Медицинский спирт — резкий, въедливый, от него слезятся даже слепые глаза. Хлорка — ею моют полы по утрам, она въедается в лёгкие. Чей-то парфюм — дешёвый, сладкий, от него немного тошнит.
Она чувствует вселенную кожей.
Душное одеяло — тяжёлое, колючее, давит на грудь. Простыня под щекой — грубый хлопок, накрахмаленная, жёсткая. Капельница в локтевом сгибе — она не чувствует руки, но чувствует точку входа, холодное, чужеродное, противное.
Она не чувствует тела.
Там, где должны быть руки, ноги, грудь, живот, — пустота. Абсолютная, вакуумная пустота. Иногда ей кажется, что она парит над кроватью, лёгкая, как пушинка. Иногда — что её затягивает в чёрную дыру, медленно, неумолимо и безысходно.
Она не знает, где проходит граница её тела.
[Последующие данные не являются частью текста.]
PR #1137, opened 2023-10-21
_emerge: Fix NameError 'pkg' bug 915551

zmedico:
Use `(pkg.cpv, pkg.root)` to lookup package
instances corresponding to die messages.

Bug: https://bugs.gentoo.org/915551


thesamesam (approved):
Thank you!

PR #1138, opened 2023-10-21
Ban non-PMS helpers

ulm:
Finally ban portageq, prepinfo, prepman, prepstrip and prepallstrip.

Closes: https://bugs.gentoo.org/899898
Closes: https://bugs.gentoo.org/906129
Closes: https://bugs.gentoo.org/906156

### DIFF
--- a/NEWS
+++ b/NEWS
@@ -3,6 +3,10 @@ portage-3.0.54 (UNRELEASED)
 
 TODO
 
+Breaking changes:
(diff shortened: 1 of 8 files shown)


NEWS
```diff
@@ -1,3 +1,7 @@
+Breaking changes:
```
thesamesam, line 1: Pop it underneath.

thesamesam (approved):

PR #1139, opened 2023-10-21
Add more general BSD-friendly changes

Connor-GH:
Portage is a package manager that allows the user the most choice on how to customize their system. Some users may want to use Portage in an environment where the GNU coreutils are not fully present or are not present at all. This patch allows for support for the linux version of the BSD find(1) and the BSD-native command to be used with etc-update and dispatch-conf.

### DIFF
--- a/bin/dispatch-conf
+++ b/bin/dispatch-conf
@@ -155,11 +155,25 @@ class dispatch:
             if not os.path.isdir(os.path.dirname(path)):
                 continue
 
+			# check whether find command is the GNU version
+			# if not, use BSD-style find arguments
+			s = subprocess.run(["find", "--version"], capture_output=True)
+			if s.returncode == 1:
+				gnu_find = False
+			else:
+				gnu_find = True
+
             basename = "*"
-            find_opts = ["-name", ".*", "-type", "d", "-prune", "-o"]
+			if gnu_find == True:
+            	find_opts = ["-name", ".*", "-type", "d", "-prune", "-o"]
+			else:
+				find_opts = ["--", "-name", ".*", "-type", "d", "-prune", "-o"]
             if not os.path.isdir(path):
                 path, basename = os.path.split(path)
+			if gnu_find == True:
                 find_opts = ["-maxdepth", "1"]
+			else:
+				find_opts = ["--", "-maxdepth", "1"]
             if "case-insensitive-fs" in portage.settings.features:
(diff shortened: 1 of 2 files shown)


bin/dispatch-conf
```diff
@@ -155,11 +155,25 @@ class dispatch:
             if not os.path.isdir(os.path.dirname(path)):
                 continue
 
+			# check whether find command is the GNU version
+			# if not, use BSD-style find arguments
+            s = subprocess.run(["find", "--version"], capture_output=True)
```
mgorny, line 160: A presence of `--version` option is hardly sufficient to guarantee that it's GNU find.

bin/dispatch-conf
```diff
@@ -155,11 +155,25 @@ class dispatch:
...
+                gnu_find = False
+            else:
+                gnu_find = True
+
             basename = "*"
-            find_opts = ["-name", ".*", "-type", "d", "-prune", "-o"]
+            if gnu_find == True:
+                find_opts = ["-name", ".*", "-type", "d", "-prune", "-o"]
+            else:
+                find_opts = ["--", "-name", ".*", "-type", "d", "-prune", "-o"]
```
mgorny, line 170: Requiring `--` before option names sounds like a bug, especially that it makes the invocation incompatible with POSIX.

Connor-GH:
You're right, but it's even worse than I expected. The BSD version of getopt follows POSIX semantics more closely than the GNU getopt, and the libc change/regression was only seen after porting to glibc. The people who maintain this version of the BSD utils, https://github.com/chimera-linux, use musl libc which possibly already follows the POSIX behavior. setting POSIXLY_CORRECT="1" environment variable fixes this behavior. Is it possible then that etc-update and dispatch-conf (or portage as a whole) set POSIXLY_CORRECT when using find, or would you rather leave it up to the user? I am thinking in terms of a potential app-alternatives/coreutils here.

floppym:
I would say that this BSD find should be patched to work properly with glibc without requiring callers to set POSIXLY_CORRECT in the environment.

Connor-GH:
> I would say that this BSD find should be patched to work properly with glibc without requiring callers to set POSIXLY_CORRECT in the environment.

I ended up doing this in the gentoo repo I maintain for chimerautils. It sets POSIXLY_CORRECT to 1 internally for find, which doesn't leak out into the user's environment.

PR #1141, opened 2023-10-22
MergeProcess: Support QueryCommand with spawn start method

zmedico:
Since QueryCommand._db does not propagate to the child process
in MergeProcess with the multiprocessing spawn start method,
handle it by passing QueryCommand._db as an explicit parameter.

Since self.mydbapi can be a bindbapi instance, override the
bindbapi `__getstate__` method so that it is picklable (omit
the unpicklable _aux_cache_slot_dict attribute and regenerate
it after unpickling).

Bug: https://bugs.gentoo.org/916106

### DIFF
--- a/lib/portage/dbapi/_MergeProcess.py
+++ b/lib/portage/dbapi/_MergeProcess.py
@@ -9,6 +9,7 @@ import platform
 import fcntl
 import portage
 from portage import os, _unicode_decode
+from portage.package.ebuild._ipc.QueryCommand import QueryCommand
 from portage.util._ctypes import find_library
 import portage.elog.messages
 from portage.util._async.ForkProcess import ForkProcess
@@ -180,6 +181,15 @@ class MergeProcess(ForkProcess):
         self._dblink = mylink
         self._elog_reader_fd = elog_reader_fd
 
+        # Since the entire QueryCommand._db is not required, only pass
+        # in tree types that QueryCommand specifically requires.
+        child_db = {}
+        parent_db = portage.db if QueryCommand._db is None else QueryCommand._db
+        for root in parent_db:
+            child_db[root] = {}
+            for tree_type in ("vartree", "porttree"):
+                child_db[root][tree_type] = parent_db[root][tree_type]
+
         self.target = functools.partial(
             self._target,
             self._counter,
@@ -192,6 +202,7 @@ class MergeProcess(ForkProcess):
             self.settings,
             self.unmerge,
             self.vartree.dbapi,
+            child_db,
         )
 
         pids = super()._spawn(args, fd_pipes, **kwargs)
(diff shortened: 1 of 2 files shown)


lib/portage/dbapi/_MergeProcess.py
```diff
@@ -224,9 +225,10 @@ def _target(
         unmerge,
         vardb,
     ):
-        """
-        TODO: Make all arguments picklable for the multiprocessing spawn start method.
-        """
+        if QueryCommand._db is None and not hasattr(portage, "db"):
+            # Create portage.db for AbstractEbuildProcess/EbuildIpcDaemon
+            # when not using the multiprocessing fork start method.
+            portage._reset_legacy_globals()
```
zmedico, line 231: Maybe it would be nicer to copy down `QueryCommand._db` from the parent. Using `portage._reset_legacy_globals()` could possibly lead to there being duplicate dbapi instances in memory, which would not be nice.

thesamesam: Let's try copy it down, I think? I wasn't sure when I was looking earlier as was on mobile and I couldn't look at _reset_legacy_globals and friends.

zmedico: There was some difficulty pickling all of `QueryCommand._db`, so I pruned it down to just the required vartree and porttree keys, and that worked:
```python
# Since QueryCommand._db is not entirely picklable, select only
# tree types that QueryCommand specifically requires.
child_db = {}
for root in QueryCommand._db:
	child_db[root] = {}
	for tree_type in ("vartree", "porttree"):
		child_db[root][tree_type] = QueryCommand._db[root][tree_type]
```

thesamesam (approved):
Thanks! I was a bit worried about whether hardcoding the tree types would be a problem but it shows up in tests immediately (and in a few places) if we break the list of types, so it's fine.

lib/portage/dbapi/_MergeProcess.py
```diff
@@ -180,6 +181,15 @@ def _spawn(self, args, fd_pipes, **kwargs):
         self._dblink = mylink
         self._elog_reader_fd = elog_reader_fd
 
+        # Since QueryCommand._db is not entirely picklable, select only
+        # tree types that QueryCommand specifically requires.
```
zmedico, line 185: It turns out the the bindbapi._aux_cache_slot_dict instance attribute is not picklable, which needs to be fixed anyway because self.mydbapi can be a bindbapi.

zmedico: Fixed bindbapi, and updated the comment here since QueryCommand._db is now entirely picklable but it's still desirable to filter it.

thesamesam (approved):

PR #1144, opened 2023-10-22
AsyncFunction: restore fd_pipes initialization

aggstam:
Due to the missing pw, UserQuery prompt fails when using --ask flag on emaint

### DIFF
--- a/lib/portage/util/_async/AsyncFunction.py
+++ b/lib/portage/util/_async/AsyncFunction.py
@@ -25,6 +25,8 @@ class AsyncFunction(ForkProcess):
 
     def _start(self):
         pr, pw = multiprocessing.Pipe(duplex=False)
+        self.fd_pipes = {} if self.fd_pipes is None else self.fd_pipes
+        self.fd_pipes[pw] = pw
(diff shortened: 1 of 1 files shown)


aggstam:
For reference, this is the breaking commit: 1c0b5ff6aabe99224b07f7fc2e09e4cb6c9c70c4

aggstam:
(Fixing tests)

lib/portage/util/_async/AsyncFunction.py
```diff
@@ -25,6 +25,8 @@ class AsyncFunction(ForkProcess):
 
     def _start(self):
         pr, pw = multiprocessing.Pipe(duplex=False)
+        self.fd_pipes = {} if self.fd_pipes is None else self.fd_pipes
+        self.fd_pipes[pw] = pw
```
zmedico, line 29: We actually need to pass stdin via fd_pipes. See https://github.com/gentoo/portage/pull/1145.

aggstam: aha good to know, I will close this PR since its obselete, good job!
KR

PR #1145, opened 2023-10-22
SpawnProcess/ForkProcess: pass stdin via fd_pipes if not background

zmedico:
Bug: https://bugs.gentoo.org/916116


thesamesam (approved):
looks fine but maybe a test?

zmedico:
> looks fine but maybe a test?

I figured out that we can actually handle it better in SpawnProcess and ForkProcess which AsyncFunction inherts.

Yeah, I'll create a test that overwrites stdin with a pipe, and then runs AsyncFunction which should be able to read from the pipe.

PR #1147, opened 2023-10-22
tests/resolver: test depclean order with IDEPEND and circular deps

the-horo:
Bug: https://bugs.gentoo.org/916135


zmedico (approved):
I've got a fix over in https://github.com/gentoo/portage/pull/1212. I go ahead and merge your commit in there.

Issue #338, opened 2013-10-31
[Feature] Want an option to exit after specified time


sonots:
I want an option to let tcpdump exit after a specified time passed (seconds, minutes, hours). 

The reason is because I want to start tcpdump only during a specific time like 10:00 - 13:00. I often use crontab to start tcpdump on a specific time (like 10:00) with `-c` option to let tcpdump automatically die, but I can not assure it will not die until a specific time  (like 13:00 here) and will die after the specific time. 

Especially, if the captured server is service-out, it will not receive packets any more, then the tcpdump lives forever. I want to avoid such situations, too

jaunix:
This seems like a fairly trivial feature to add, https://github.com/the-tcpdump-group/tcpdump/compare/master...jaunix:stop-after-time

     $ ./tcpdump -h
     tcpdump version 4.8.0-PRE-GIT_2015_03_16
     libpcap version 1.8.0-PRE-GIT_2015_03_07
     OpenSSL 1.0.1e-fips 11 Feb 2013
     Usage: tcpdump [-aAbdDefhHIJKlLnNOpqRStuUvxX#] [ -B size ] [ -c count ]
                     [ -C file_size ] [ -E algo:secret ] [ -F file ] [ -G seconds ]
                     [ -i interface ] [ -j tstamptype ] [ -M secret ] --limit-time seconds] [ --number ]
                     [ -Q in|out|inout ]
                     [ -r file ] [ -s snaplen ] [ --time-stamp-precision precision ]
                     [ --immediate-mode ] [ -T type ] [ --version ] [ -V file ]
                     [ -w file ] [ -W filecount ] [ -y datalinktype ] [ -z command ]
                     [ -Z user ] [ expression ]
     $ date ; sudo ./tcpdump --limit-time 3 -w /tmp/foo ; date
     Mon Mar 16 15:53:44 PDT 2015
     tcpdump: listening on eth0, link-type EN10MB (Ethernet), capture size 262144 bytes
     5 packets captured
     5 packets received by filter
     0 packets dropped by kernel
     Mon Mar 16 15:53:49 PDT 2015
     $

gvanem:
You want to do it with a call to `signal(SIGALRM,..)`? MSVC/MingW doesn't have that. There must be a  cleaner way to do this.

zhexuany:
[...]

PR #684, opened 2018-06-10
Added a flag (-R) to terminate capture after specified time

steinbrecher:
Context/Background: I needed this feature to be able to capture short bursts 
(single ms to tens of ms) on high-rate interfaces. Googling produced some 
results of people trying to do timed captures using watch(1) or other 
coarser-grained checks. These OS-level checks also relied on the runtime 
of the program, not the time interval of packets captured. Adding this 
check seems more reliable, easier to use, and provides finer-grained control.

The check works by adding a check to the callback function passed to pcap;
it saves the time of the first packet seen and then compares later packets
to that time. Time interval is specified with units of microseconds,
milliseconds, seconds, minutes, or hours. Internally, this gets converted
to an integer number of microseconds.

Updated the generated manpage and the printed usage. Haven't added any
tests; I didn't see any for other command line flags like -c, but can
add a couple if desired.

### DIFF
--- a/tcpdump.c
+++ b/tcpdump.c
@@ -192,6 +192,8 @@ static int pflag;			/* don't go promiscuous */
 #ifdef HAVE_PCAP_SETDIRECTION
 static int Qflag = -1;			/* restrict captured packet by send/receive direction */
 #endif
+static int64_t Rflag = 0; /* max time to capture after first packet, in microseconds */
+struct timeval first_packet_time; /* store the first packet time, for use in check_runtime */
 static int Uflag;			/* "unbuffered" output of dump files */
 static int Wflag;			/* recycle output files after this number of files */
 static int WflagChars;
@@ -230,7 +232,10 @@ static NORETURN void show_remote_devices_and_exit(void);
 static void print_packet(u_char *, const struct pcap_pkthdr *, const u_char *);
 static void dump_packet_and_trunc(u_char *, const struct pcap_pkthdr *, const u_char *);
 static void dump_packet(u_char *, const struct pcap_pkthdr *, const u_char *);
+static void check_runtime(const struct pcap_pkthdr *);
 static void droproot(const char *, const char *);
+
+static int64_t parse_runtime_str(const char*);
 
 #ifdef SIGNAL_REQ_INFO
 static void requestinfo(int);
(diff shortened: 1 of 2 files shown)


infrastation:
This seems to implement the request made in #338.

steinbrecher:
Needs a quick cleanup & rebase if the feature is of interest -- @infrastation how is that determined?

infrastation:
As another user points it out, there is the `timeout` command that does the job on the OSes traditional for `tcpdump`, so there are arguments pro and contra embedding `timeout` into `tcpdump`. Requesting more feedback on the tcpdump-workers mailing list would not be a bad idea, it seems to me.

mcr:
Can you use a long option?

tcpdump.c
```diff
@@ -688,6 +754,7 @@ static const struct option longopts[] = {
 #ifdef HAVE_PCAP_SETDIRECTION
 	{ "direction", required_argument, NULL, 'Q' },
 #endif
+  { "max-runtime", required_argument, NULL, 'R', },
```
guyharris: Please use the same indentation as other code.

Note: tab stops are set every *eight* spaces, not every *four* spaces, this having originally been written on UN\*X. :-)  If you're reading it with a program with tab stops set every four spaces, it won't display correctly.

guyharris:
Note that without an interval timer (`setitimer()`/`alarm()`) on UN\*X, and an equivalent on Windows, there's no guarantee, on a network with a low level of traffic, that there won't be an arbitrary amount of time after the time expires when the capture terminates.

tcpdump.c
steinbrecher: Will clean up when I rebase :)

steinbrecher:
> Note that without an interval timer (`setitimer()`/`alarm()`) on UN*X, and an equivalent on Windows, there's no guarantee, on a network with a low level of traffic, that there won't be an arbitrary amount of time after the time expires when the capture terminates.

Yeah, very true. Thoughts on adding an interval timer equal to the selected time +1 second (or something equally "long" relative to a short timer)?

steinbrecher:
> Can you use a long option?

`--max-runtime` is a substitute for `-R` in the code as is

PR #687, opened 2018-06-26
Capsicum-related fixes for tcpdump

hselasky:


infrastation:
It would not harm to have some comments in the commit messages or the source code to explain these changes to the folks in future.

hselasky:
Are you referring to both commits?

infrastation:
Well, yes.

hselasky:
Better now?

infrastation:
Looks much more comprehensible to me now, thank you.

guyharris:
So there are no backends that 1) *do* have a file descriptor but 2) *don't* support Capsicum?

For example, does the [Netmap](http://info.iet.unipi.it/~luigi/netmap/)  support in `pcap-netmap.c` support Capsicum?  If not, testing the result of `pcap_fileno()`, to make sure it's not -1, is not sufficient to eliminate the use of Capsicum on Netmap devices.

Or is it a case of "support Capsicum" really meaning that, to support Capsicum with a given device, you have to enable the *particular* ioctls used by the device, in which case, to fix this, there will have to be support in libpcap (as that's the only place that knows which ioctls have to be enabled)?

hselasky:
For example libibverbs have a bunch of file descriptors associated with the data transport object. None of these are registered by libpcap, so at the moment we enter sandboxing, these transport objects stop working.

From what I understand, the file handle in question is only used for BPF, Berkeley Packet Filter, compatible file handles. If it is -1 it means BPF is not in use. I'll have to dig a bit deeper in the code to verify this. Basically these bits been tested under FreeBSD and verified. And there is also an identical review pending with some more information:

https://reviews.freebsd.org/D15785

guyharris:
> For example libibverbs have a bunch of file descriptors associated with the data transport object.

That's *one particular* example; you need to look at *all* the backends that will run on OSes that support Capsicum (is it FreeBSD-only, or do any other OSes that support libpcap support it?) to determine whether this change is sufficient.

> None of these are registered by libpcap

Are there libibverbs call to fetch the descriptors from the various handles `pcap-rdmasniff.c` opens?  If so, again, perhaps what's needed is a per-backend "Capsicumize" function pointer, which would be null on platforms that don't support Capsicum, and would perform the appropriate operations on platforms that do, combined with "Capsicumize" APIs in libpcap, which tcpdump would use.

> From what I understand, the file handle in question is only used for BPF, Berkeley Packet Filter, compatible file handles.

Not true - perhaps, in my previous comment, I should have *explicitly* indicated that the file handle is set by the Netmap backend, and therefore that `pcap_fileno()` will *not* return -1. 

> If it is -1 it means BPF is not in use.

"The return value of `pcap_fileno()` is -1" implies "BPF is not in use".

"BPF is not in use", however, does not imply "the return value of `pcap_fileno()` is -1".

hselasky:
> Are there libibverbs call to fetch the descriptors from the various handles pcap-rdmasniff.c opens?

This is not possible currently, so capsicum + libibverbs is a no-go.

infrastation:
Please allow some more time for a more thorough review.

emaste:
> Please allow some more time for a more thorough review.

Do you have a rough guess of the timeline? We're approaching code freeze for FreeBSD 12 and would prefer to include a change identical to upstream, but if it will be a while yet we'll incorporate a local patch and revert to upstream later.

infrastation:
To answer one of the Guy's questions: [Capsicum project page](https://www.cl.cam.ac.uk/research/security/capsicum/) says it is supported on FreeBSD, Linux and DragonFlyBSD, if that helps.

mcr:
Sorry this is taking so long.
May I ask you to rebase again?

hselasky:
> Sorry this is taking so long.
> May I ask you to rebase again?

Done.

fxlb:
Any reason to NOT merge this patch?

fxlb:
Perhaps the test should be explained...

infrastation:
@hselasky, a few months ago I made a few Capsicum-related bugfixes in tcpdump (commits 780f86b, ac23514 and 51f9c3b), it would be great if you could confirm these look good to you. Also it would be very useful to add a detailed comment into the proposed change, as it is often difficult to reconstruct the context.

hselasky:
I'll have a look. Thanks for the heads up.

emaste:
Is there anything remaining to do here?

hselasky:
@emaste : I have not observed any problems in FreeBSD-14-main as of recently. Are these patches imported into our code-base? If yes, then this issue can be closed.

emaste:
It looks like the one change under "Commits" is in FreeBSD, but is not in upstream tcpdump.

infrastation:
I had another round at comprehending this change and managed to understand it this time. Excuse us for the delay, there has been a lot of backlog.

PR #689, opened 2018-07-12
Display interface on live captures on DLT_LINUX_SLL2

pevik:
The reason why displaying interface only for live captures is different
index when display pcap file on another machine than the one which was
doing the capture on [1].

See: GH the-tcpdump-group/libpcap#127

[1] https://lists.sandelman.ca/pipermail/tcpdump-workers/2018-July/001019.html

Signed-off-by: Petr Vorel <pvorel@suse.cz>
Suggested-by: Guy Harris <guy@alum.mit.edu>

### DIFF
--- a/print-sll.c
+++ b/print-sll.c
@@ -25,6 +25,10 @@
 #include <config.h>
 #endif
 
+#ifdef HAVE_NET_IF_H
+#include <net/if.h>
+#endif
+
 #include "netdissect-stdinc.h"
 
 #include "netdissect.h"
@@ -395,6 +399,9 @@ sll2_if_print(netdissect_options *ndo, const struct pcap_pkthdr *h, const u_char
 	u_short ether_type;
 	int llc_hdrlen;
 	u_int hdrlen;
+#ifdef HAVE_NET_IF_H
+	char ifname[IF_NAMESIZE];
+#endif
 
 	ndo->ndo_protocol = "sll2_if";
 	if (caplen < SLL2_HDR_LEN) {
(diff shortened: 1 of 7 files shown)


print-sll.c
```diff
@@ -408,6 +415,10 @@ sll2_if_print(netdissect_options *ndo, const struct pcap_pkthdr *h, const u_char
 	}
 
 	sllp = (const struct sll2_header *)p;
+#ifdef HAVE_NET_IF_H
+	if (ndo->ndo_live_capture && if_indextoname(EXTRACT_BE_U_4(sllp->sll2_if_index), ifname))
+		ND_PRINT("IFNAME %s ", ifname);
+#endif
```
infrastation: Most of the time the call will be successful. But when the packet reaches tcpdump after the interface was deleted (which is more likely with low packet rate and TPACKET_V3, which can buffer packets long enough), the ifindex at this point will refer to a non-existent interface:
>       On success, if_indextoname() returns ifname; on error, NULL is returned
>       and errno is set appropriately.

infrastation: Maybe "ifindex %u (%s)" on success and just "ifindex %u" on failure?

pevik: Changed it to suggested "IFNAME %s (%u) " on success on live capture otherwise "IFNAME %u ". 

Do we want to show "IFNAME %s (%u) " also while reading packet? Not sure about it (on the same localhost it's a benefit, but can be misleading).

pevik: When I'm thinking about it, printing always interface name looks better for me. I'll remove `ndo_live_capture` and give a warning when not live capture.

pevik:
Implemented previous suggestion.

pevik:
@guyharris @infrastation this is a shy ping. Any objections or can it be merged?

guyharris:
Fine with me.  Anybody else?

pevik:
I've just removed first commit with updating `configure`. It was wrong (what `autoconf` adds `autoheader` removes + recent commit abe1aa5a shows that it wasn't needed).

infrastation:
Errrm, I would say something like "ifindex %u" and "ifindex %u (%s)" would be easier to parse if anyone needs to, rather than the format in the proposed commit.

pevik:
@infrastation I got your point, reverse it as ifindex is for sure, but ifname not. Make sense, I'll do it. I'll just use upper case (as for other) + keep the warning.

pevik:
@guyharris @infrastation OK, at the end I used output suggested by Denis:
`"ifindex %u (%s) "` and `"ifindex %u "`.

infrastation:
Thank you.

PR #693, opened 2018-07-30
Add check for pcap warning PCAP_WARNING_TSTAMP_TYPE_NOTSUP

steinbrecher:
Previously would silently accept any of "host", "adapter", or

Она знает только, что голова — это она. А всё остальное — чужое, мёртвое, не её.
Иногда к ней приходят голоса. Не люди — именно голоса. Разные, но слова одни и те же.
— Анна, как вы себя чувствуете?
— Хорошо.
Её молча меняют капельницу. Уходят.
В разуме висит надпись: «Навсегда».
Одно слово.
Тяжёлое. Липкое. Бесконечное.
Она пробует его на вкус. Вертит на языке.
«Навсегда» — это значит до самой смерти.
А смерть, говорят, — ещё через пятьдесят лет. Уж очень сильная и крепкая она девушка. Слишком здоровая. Штангой не убьёшь.
Анна то ли кашляет, то ли смеётся. Смешно потряхивая коротенькими культями.
***
Марк пришёл на десятый день.
Анна узнала его по шагам. Тяжёлые, но мягкие. Дорогие ботинки. Парфюм — Creed, Aventus. Она сама выбирала ему этот запах в Дьюти-фри перед полётом на Мальдивы.
— Аня…
Голос. Тот самый, который она слушала каждое утро. Который будил её поцелуем в плечо и словами: «Доброе утро, фламинго».
Она молчит.
— Аня, я здесь.
Шаги приближаются. Стул скрипит — её мужчина, красавец, садится рядом.
— Врачи сказали… я договорился с клиникой в Германии. Там специалисты по спинальным травмам. Лучшие в мире. Я заплачу, не переживай. Мы будем вместе во что бы это ни стало.
Она слышит ложь. По голосу, по паузам, по тому, как он дышит. Если бы правда — он бы говорил иначе. Уверенно. Твёрдо. А он мямлит, запинается, подбирает слова.
— Твоей маме... она твой опекун. Ей нужно подписать бумаги, — продолжает он. — Доверенность. Чтобы я мог заниматься твоими делами, пока ты… ну, пока ты тут. Квартира, счета, контракты.
Она понимает.
Квартира в Сити — аренда полтора миллиона в месяц. Контракты расторгнуты. Денег нет.
— Конечно подпишет, Марк, — шепчет в ответ она еле слышно. — Спасибо тебе, дорогой.
— Аня, я…
— А знаешь… ты уходи.
— Нет, что ты? Я не брошу тебя никогда! Я хочу помочь…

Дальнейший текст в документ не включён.